Indem Morgantini ihren Barghouti in die Waagschale warf, versuchte sie also, die Strategie der Fatah-Führung, auch auf die Gefahr hin, die Fatah selbst zu spalten, auf jeden Fall in ihrem, d.h. in Barghoutis, Sinne zu beeinflussen, d.h. in Richtung der Fortführung von Blutbädern in Israel. Und tatsächlich dürften gewisse ‘lautstarke Beteuerungen’, wie die oben erwähnten tödlichen Schüsse, durchaus eine Rolle dabei gespielt haben, dass Abu Mazen wenig später (um es dann – nach Arafat-Manier – einem Newsweek-Interviewer gegenüber wieder zurückzunehmen) ein Rückkehrrecht aller palästinensischen “Flüchtlinge” forderte, welches das baldige Ende Israels bedeuten würde. Dies würde das denkende Herz sicherlich auch ein wenig bluten lassen, aber andererseits würde es wahrscheinlich auch denken, dass die Israelis am Ende schließlich selber schuld daran waren, schießen die doch z.B., wie Morgantini vor ein paar Jahren dem Espresso erklärte, u. a. dauernd einfach so “auf Journalisten und verletzen sie, sie schießen auf Priester und töten sie, sie schießen auf unbewaffnete Pazifisten und Nonnen und verletzen sie. Sie schießen auf Frauen, Kinder, alte Leute und unbewaffnete Männer und töten sie”.
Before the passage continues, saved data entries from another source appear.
PR #1164, opened 2026-04-13
internal(browser): Add Select Option action to Browser Test Editor

going-confetti:
## Description

- Add support for the Select option action
- ⚠️ This PR doesn't include any action options

grafik

## How to Test
- Add a new `Select option` action
- Configure the locator and add some options to be selected
- Verify that the code is properly generated

## Checklist

## Related PR(s)/Issue(s)

---

> [!NOTE]
> **Medium Risk**
> Touches the browser test editor, action-to-test conversion, and codegen IR/emitter types, so regressions could impact generated scripts for select actions. Changes are additive and scoped, with minimal impact outside select-option handling.
> 
> **Overview**
> Adds a new **Select option** action to the Browser Test Editor, including UI to configure one or more option matchers by *value*, *label*, or *index*.
> 
> Updates the browser test graph/types and action-to-test conversion to carry structured select values (deduped) and set `multiple` automatically.
> 
> Extends the browser codegen intermediate AST and scenario emitter with a new `SelectOptionValueExpression` so generated `locator.selectOption(...)` calls can emit either strings or `{ value, label, index }` objects, and wires this through variable substitution and browser-scenario detection.
> 
> <sup>Reviewed by [Cursor Bugbot](https://cursor.com/bugbot) for commit 51ba3a76b3d73efa3c8bf62017b97f6c5d3186cb. Bugbot is set up for automated code reviews on this repo. Configure [here](https://www.cursor.com/dashboard/bugbot).</sup>


src/views/BrowserTestEditor/Actions/SelectOptionAction/SelectOptionActionBody.tsx
```diff
@@ -0,0 +1,48 @@
...
+      gap="2"
+      align="center"
+      width="100%"
+    >
+      Select
+      <SelectOptionValuesForm
+        values={action.values}
+        onChange={handleChangeValues}
+      />
+      in
```
going-confetti, line 40: This order is different from other actions, but feels more natural/easier to read IMO

src/codegen/browser/test.ts
```diff
@@ -423,12 +423,29 @@ function buildBrowserNodeGraphFromActions(
             locator: getLocator(action.locator),
           },
         }
+      case 'locator.selectOption': {
+        const nonEmpty = action.values.filter(
+          (v) =>
+            (v.value !== undefined && v.value !== '') ||
+            (v.label !== undefined && v.label !== '') ||
+            v.index !== undefined
+        )
```
allansson: `value` is allowed to be an empty string according to the HTML specification (but `label` is not). 
```suggestion
        const nonEmpty = action.values.filter(
          (v) =>
            (v.label !== undefined && v.label !== '') ||
            v.value !== undefined ||
            v.index !== undefined
        )
```

allansson: Maybe this is a dumb optimization, but we could dedupe the values for the user:

```ts
function getKey(v) {
  if (v.value !== undefined) {
    return `value:${v.value}`
  }

  if (v.label !== undefined) {
    return `label:${v.label}`
  }

  return `index:${v.index}`
}

const deduped = Object.values(keyBy(nonEmpty, getKey))
```

allansson (changes requested):
Works great! UI feels good.

I think we should allow empty strings for `value` because it is valid HTML, but I'm happy to hear counter arguments.

src/codegen/browser/test.ts
going-confetti: No, I think it's a good suggestion 👍

src/views/BrowserTestEditor/ActionForms/forms/SelectOptionValuesForm.tsx
```diff
@@ -0,0 +1,259 @@
...
+        <ValuePopoverBadge
+          displayValue={
+            <span
+              css={css`
+                text-overflow: ellipsis;
+                white-space: nowrap;
+                overflow: hidden;
+              `}
+            >
+              <SelectOptions options={values} />
```
going-confetti, line 106: As noted by @allansson, empty values are not necessarily invalid, so `SelectOptions` needs to handle those in a better way. There should probably also be a better distinction between labels, values, and indexes. I'll try to create a separate PR for that change

Image

src/codegen/browser/test.ts
```diff
@@ -431,12 +433,31 @@ function buildBrowserNodeGraphFromActions(
...
         }
+      case 'locator.selectOption': {
+        const deduped = Object.values(
+          keyBy(action.values, (v) => {
+            if (v.value !== undefined) return `value:${v.value}`
+            if (v.label !== undefined) return `label:${v.label}`
+            return `index:${v.index}`
+          })
+        )
+        const selected = deduped.length > 0 ? deduped : ['']
```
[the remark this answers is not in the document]
allansson: After some internal discussion, this is the desired behavior.

allansson (approved):
LGTM! 👍 

One small thing: maybe we should render `value` and `label` with quotes to make it clear if it's an empty value. We could also maybe use icons to indicate whether its a label, value or index.

But I think it's fine as it is and we can add polish later.

going-confetti:
> One small thing: maybe we should render `value` and `label` with quotes to make it clear if it's an empty value. We could also maybe use icons to indicate whether its a label, value or index.
> 
> But I think it's fine as it is and we can add polish later.

Yes, I did mention this implicitly in a comment above. I'll try to open a PR later today.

Wohl auch, weil sie sich auch selbst den von ihr genannten Risikogruppen zurechnet, gibt sie den Widerstand nie auf, und wirft sich den Israelis in den Weg, wann immer sie kann, und so auch diesmal wieder. Kurz nach den ersten beiden bislang bekannt gewordenen klaren palästinensischen Vorwahlkampfstatements gegen Mahmud Abbas – ein anderes, noch nicht erwähntes, hatte u. a. darin bestanden, dass sein Auto im Gazastreifen in Flammen aufging – und nach der frohen Botschaft Prodis bezüglich des europäischen Demokratieexports griff sie zum Telefonhörer und kündigte dem Corriere della Sera eine “sensationelle Enthüllung der Al-Aksa-Brigaden” an. Auf Bitten einiger “Al-Aksa-Briganden” [sic] habe sie bereits alles für dieses Treffen arrangiert.
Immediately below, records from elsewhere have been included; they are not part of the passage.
PR #1238, opened 2026-05-13
refactor: Store paths to recording and data files as relative in HTTP tests

allansson:
## Description

This PR updates the file format for HTTP tests so that they store file references as relative to the HTTP test file.

The benefits of doing so is that HTTP tests become path independent, which enables:

* Referencing recordings and data files from any directory without copying them into `k6-studio/`
* Saving and opening HTTP tests to and from any directory
* More advanced organization of files, i.e. a workspace

Since we've locked everything down to the `k6-studio/` directory these changes should be safe. The only way I can think of where this could be a problem is:

1) The user has initialized a git repository in the `k6-studio` directory, and
2) Someone is trying to open the generator files in an older version of k6 Studio

## How to Test

1. Open an HTTP test
2. Add and remove data files
3. Setup parameterization rules using the data files
4. Switch recordings
5. Save and re-open the test

## Checklist

## Related PR(s)/Issue(s)

---

> [!NOTE]
> **Medium Risk**
> Updates the on-disk generator file format and path serialization/deserialization logic, which can break opening/saving existing tests or resolving files if edge cases in relative path handling occur (especially across platforms).
> 
> **Overview**
> **Generator file format is bumped to `3.0`** and migrations are updated so older generator files (v0–v2) upgrade to v3.
> 
> **Recording and data file paths are now persisted as POSIX-style relative paths** (relative to the generator file) and converted back to native absolute paths on load; save/open/create handlers were updated to pass the generator `filePath` through `serializeGenerator`/`deserializeGenerator`.
> 
> Adds `v3` schemas (rules/options/thresholds/load zones) and a `toNative()` path helper with tests, and updates factories/selectors/tests to expect `version: '3.0'` and migrated relative paths (e.g. `../Recordings/...`, `../Data/...`).
> 
> <sup>Reviewed by [Cursor Bugbot](https://cursor.com/bugbot) for commit 83d5e46b395c564d2842bbc7a465050dfb9164aa. Bugbot is set up for automated code reviews on this repo. Configure [here](https://www.cursor.com/dashboard/bugbot).</sup>


src/handlers/generator/index.ts
```diff
@@ -16,12 +16,14 @@ import { GeneratorHandler } from './types'
...
     console.log(`${GeneratorHandler.Create} event received`)
-    const generator = createNewGeneratorFile(
-      recordingPath ? path.basename(recordingPath) : undefined
-    )
+    const generator = createNewGeneratorFile(recordingPath || undefined)
 
     const filePath = await createFileWithUniqueName({
-      data: JSON.stringify(generator, null, 2),
+      data: JSON.stringify(
+        serializeGenerator(getGeneratorPath('Generator'), generator),
```
allansson, line 23: This is a chicken and egg situation where we don't know the filename until `createFileWithUniqueName` returns but we need to provide the filename to `serializeGenerator` to create relative paths. Luckily we only need the `dirname` to do so, so we can just pretend that there will never be a collision.

If we ever get around to implementing workspaces, the user will have to pick where to store the file and then this problem goes away.

src/schemas/generator/v3/loadZone.ts
allansson, line 1: Unlike previous migrations, this one copies the entire schema. This prevents us from accidentally introducing breaking changes into older schema versions.

allansson (commented):
Self-review

allansson:
bugbot run

allansson:
bugbot run

e-fisher (approved):
LGTM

Ein Journalist der Zeitung solle sich umgehend auf dem Flughafen Fiumicino einfinden, die Flugtickets dafür seien eben beim Pförtner des Corriere hinterlegt worden, der Journalist brauche also nur den entsprechenden Flug zu nehmen, für alles Übrige sei gesorgt, die Zeit sei jedoch knapp, der Flug gehe in drei Stunden. Dann legte sie auf.
Nicht allzu sehr im Einklang mit einem kürzlich von Morgantini veröffentlichten Buch mit dem Titel “Jenseits des Totentanzes” entpuppte sich der Ort, an den der Journalist schließlich geführt wurde, als ein Friedhof.

Hier einige Auszüge aus seinem Bericht:

“Ein Nönnchen in Weiß läuft an dem Gürtel der christlichen Gräber entlang. Es lächelt, setzt seinen Weg fort. Es hat verstanden, dass wir nicht zum Beten hier sind. Vielleicht weiß es schon, wie oft man sich den Rücken frei halten muss, wenn man zu Verabredungen wie diesen kommt: Zwei an weit von den Checkpoints entfernten Übergängen genommene Autos, ein Autowechsel unweit der Geburtskirche, eine schnelle Runde im wegen der Trauer um Arafat noch geschlossenen und nur von einer japanischen Touristengruppe durchkämmten Bethlehem, drei Maurer auf einem Gerüst, die Schmiere stehen. Das Warten, im Sitzen auf dem Bauschutt eines für neue Grabnischen bereiten Kolumbariums, ist von kurzer Dauer.”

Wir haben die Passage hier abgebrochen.